All of which adds up as good news for those who support Brexit, especially those who support a looser Canadian/Swiss FTA over a Norwegian/EEA model. The major bone of contention now seems to be over transitional arrangements and how much freedom Britain will have in this period:
  • Will the UK be able to sign new free trade agreements during transition ? If a form of customs union agreement is struck to delay the impact of customs declarations and Rules of Origin (RoO), then it follows Britain cannot implement new FTA's. But there should be no reason to prohibit Britain negotiating new FTAs during this period to come into force once new customs arrangements are ready - which may be before the end of the transition period.
  • Will the UK be able to restrict EU immigration during transition ? This will be a difficult sell for the British government. I expect a compromise where British government will proclaim it is providing time for business to adapt via a "phased implementation" of a new immigration policy, potentially coupled with a clamp-down on benefits claimed by EU migrants.
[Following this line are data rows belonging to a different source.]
PR #1865, opened 2026-07-24
feat(dgw): provision the target-side KDC for credential injection

irvingoujAtDevolution:
WIP NOT READY


devolutions-gateway/src/provisioning.rs
```diff
@@ -0,0 +1,81 @@
...
+
+pub(crate) type ArcProvisioningEntry = ArcTokenKeyedEntry<ProvisioningEntry>;
+pub(crate) type WeakProvisioningEntry = Weak<TokenKeyedEntry<ProvisioningEntry>>;
+
+#[derive(Debug, thiserror::Error)]
+pub(crate) enum InsertError {
+    #[error(transparent)]
+    InvalidToken(#[from] TokenKeyError),
+    #[error("credential encryption failed")]
+    Internal(#[source] anyhow::Error),
```
CBenoit: suggestion: Based on the error description, "Internal" is a bit too broad. Could be more specific as `CredentialEncryption`.

devolutions-gateway/src/provisioning.rs
```diff
@@ -0,0 +1,81 @@
...
+use devolutions_gateway_task::Task;
+use uuid::Uuid;
+
+use crate::credential::{AppCredentialMapping, CleartextAppCredentialMapping};
+use crate::target_connection_options::TargetConnectionOptions;
+use crate::token_keyed_store::{ArcTokenKeyedEntry, TokenKeyError, TokenKeyedEntry, TokenKeyedStore};
+
+#[derive(Debug)]
+pub(crate) struct ProvisioningEntry {
+    pub(crate) mapping: Option<AppCredentialMapping>,
```
CBenoit: naming: `mapping` sounds like it could be any other kind of mapping, maybe this should be renamed to be slightly more specific (e.g.: `cred_mapping`)

devolutions-gateway/src/credential_injection.rs
```diff
@@ -435,99 +438,100 @@ fn random_32_bytes() -> Vec<u8> {
...
+/// A cached Kerberos session tagged with the provisioning entry it was derived for.
+///
+/// The weak reference is how we notice re-provisioning without the two stores talking to each other:
+/// a fresh provisioning under the same JTI produces a new entry, so the cached session stops matching
+/// and gets re-derived on the next lookup.
+#[derive(Debug)]
+struct CachedSession {
+    entry: WeakProvisioningEntry,
+    session: Arc<CredentialInjectionKdcSession>,
 }
```
CBenoit, line 481: question: This logic sounds a bit weak to me. If some other part of the code ends up holding a "strong" Arc on the same provisioning entry, then this logic will fail at detecting the re-provisioning happened. Also, this raises another question: do we need to cache the provisioning entry, at all, if we can just lookup again? And also, what are we trying to achieve exactly? What is the use case for re-provisioning? What happens when this happens in the middle of credential injection? Is it really something we want to deal with? I appreciate hardened code, but I’m not really sure this one makes sense

devolutions-gateway/src/provisioning.rs
```diff
@@ -0,0 +1,81 @@
...
+    pub(crate) connection_options: Option<TargetConnectionOptions>,
```
CBenoit: suggestion: split this into two token-keyed stores, one per provisioned payload.

Two independent `Option`s under one key is really two separate provisioning events sharing a JTI. Rather than encoding "the other one wasn't provided" as `None`, let's split the preflight operation into `provision-credentials` and `provision-connection-options`, backed by two `TokenKeyedStore`s keyed by the same JTI:

- `TokenKeyedStore<AppCredentialMapping>`: stays behind `ProvisioningStore`, which remains the encryption boundary.
- `TokenKeyedStore<TargetConnectionOptions>`: no crypto dependency at all, which actually strengthens the "master key never leaves this module" property claimed in the doc comment above.

Rationale:

- Distinct trust semantics. One half is master-key-encrypted secret material, the other is plaintext routing metadata. Separate operations let them be authorized, logged and audited differently.
- Protocol variance. `TargetConnectionOptions` will grow per-protocol shapes (SSH, VNC, …). A dedicated operation gives it its own schema without dragging credential fields along.
- Independent provisioning. DVLS may know one before the other; today the second call has to either re-send the first payload or clobber it with `None`.

Keep replace semantics: no merge API. Merging in place would require `Arc<Mutex<TokenKeyedEntry<V>>>` so entries could be mutated, on top of the store-level mutex. That turns every read into a lock+clone (or a guard whose lifetime has to be threaded through the CredSSP paths) and forces a merge contract onto `V`, which would undo the opacity the generic store just bought us. Immutable snapshots per entry are much friendlier to the async consumers.

Suggested surface: one insert entry point dispatching on operation kind, plus `get_credentials(jti)` / `get_connection_options(jti)` and a combined getter returning a unifying view. The RDP path wants both; the SSH/VNC paths will likely want only the options half. Two `cleanup_task()`s (or one sweeping both) is a trivial cost.

TTLs may diverge: that's fine. I initially thought we should keep the longer of the two, but a missing half is already a normal, handled outcome: `credential_injection_kerberos_configs` errors out (and per my other review comment, should arguably fall back to NTLM) when `krb_kdc` is absent. So an early-expired half degrades into a path that has to exist anyway. Silently extending one store's TTL to match the other would also mean retaining provisioned data longer than the API user asked for. We should document on the preflight API that both operations should carry the same `timeToLive`, and `warn!` with the JTI when a lookup finds one half but not the other, so a support case reads "connection options expired before credentials" instead of the generic `krb_kdc` context error.

devolutions-gateway/src/credential_injection.rs
CBenoit: With the two-store split and replace semantics below, I think we can drop entry-identity tracking entirely, see https://github.com/Devolutions/devolutions-gateway/pull/1865/changes#r3657581558

devolutions-gateway/src/provisioning.rs
irvingoujAtDevolution: It does feel like a bad design, let me update accordingly

devolutions-gateway/src/target_connection_options.rs
```diff
@@ -0,0 +1,108 @@
...
+        if let Some(krb_kdc) = &krb_kdc {
+            if !is_supported_krb_kdc_scheme(krb_kdc.scheme()) {
+                return Err(InvalidKdcAddr::UnsupportedScheme(krb_kdc.scheme().to_owned()));
+            }
+            if krb_kdc.host().is_empty() {
+                return Err(InvalidKdcAddr::MissingHost(krb_kdc.as_str().to_owned()));
+            }
+            // The target-side CredSSP leg turns this into a URL. Reject a value that won't parse here,
+            // so provisioning fails fast instead of at session start.
+            url::Url::try_from(krb_kdc).map_err(|_| InvalidKdcAddr::NotAUrl(krb_kdc.as_str().to_owned()))?;
```
CBenoit, line 25: question: Is it possible for a TargetAddr to "not be a URL"? (I think it already guarantees a shape like: `<scheme>://<host>:<port>`

devolutions-gateway/src/target_connection_options.rs
```diff
@@ -0,0 +1,108 @@
...
+/// How the Gateway's internal client should reach the target, provisioned alongside the credentials.
+///
+/// The KDC address is fully validated at construction — supported scheme, a host, and a parseable
+/// URL — so the rest of the code can trust `krb_kdc` without re-checking it or failing late when a
+/// session starts.
+#[derive(Debug, Clone, Deserialize)]
+#[serde(try_from = "RawTargetConnectionOptions")]
+pub(crate) struct TargetConnectionOptions {
+    krb_kdc: Option<TargetAddr>,
+}
```
CBenoit, line 12: praise: It’s robust, fail-fast design. The type has good invariants.

devolutions-gateway/src/token_keyed_store.rs
```diff
@@ -0,0 +1,164 @@
...
+    use super::*;
+
+    fn token(jti: Uuid) -> String {
+        let engine = base64::engine::general_purpose::URL_SAFE_NO_PAD;
+        let header = engine.encode(r#"{"alg":"RS256"}"#);
+        let payload = engine
+            .encode(serde_json::to_vec(&serde_json::json!({ "jti": jti })).expect("token payload should serialize"));
+        let signature = engine.encode(b"signature");
+        format!("{header}.{payload}.{signature}")
+    }
```
CBenoit: suggestion: You can hardcode this JWT into a constant instead. It’s smaller and more self-contained. You also need to hardcode the JTI, but I think it’s not a problem.

devolutions-gateway/src/service.rs
```diff
@@ -267,7 +267,8 @@ async fn spawn_tasks(conf_handle: ConfHandle) -> anyhow::Result<Tasks> {
             .await
             .context("failed to initialize traffic audit manager")?;
 
-    let credentials = devolutions_gateway::credential_injection_kdc::CredentialService::new();
+    let provisioning = devolutions_gateway::provisioning::ProvisioningStore::new();
+    let credential_injection = devolutions_gateway::credential_injection_kdc::CredentialInjectionKdcService::new();
```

I did see one cloud on the horizon for Brexit supporters this week, in the form of "relentless remoaner" Nick Clegg. Clegg's comments reported in the Daily Express contain the familiar and tiresome: attacks on the Prime Minister; siding with Brussels complaints over clarity on destination; describing Brexiteers as shooting themselves in the feet.  But there was also evidence of the Remain long-game, i.e. rejoining the EU as an associate member:
 “If parliament were to reject the fudge and confusion of Brexit, it may be possible to hit the pause button. This would allow the space for wise heads to sketch out a new settlement in which the Uk re-enters the EU orbit but in an outer circle.” 
This is why for me, clarity on certain issues is so crucial: transition is time-limited; based on WTO GATT 24.5; with a destination of a looser Canadian/Swiss FTA rather than a Norwegian/EEA model. That is the best and surest way to avoid a Remain campaign for EU associate membership.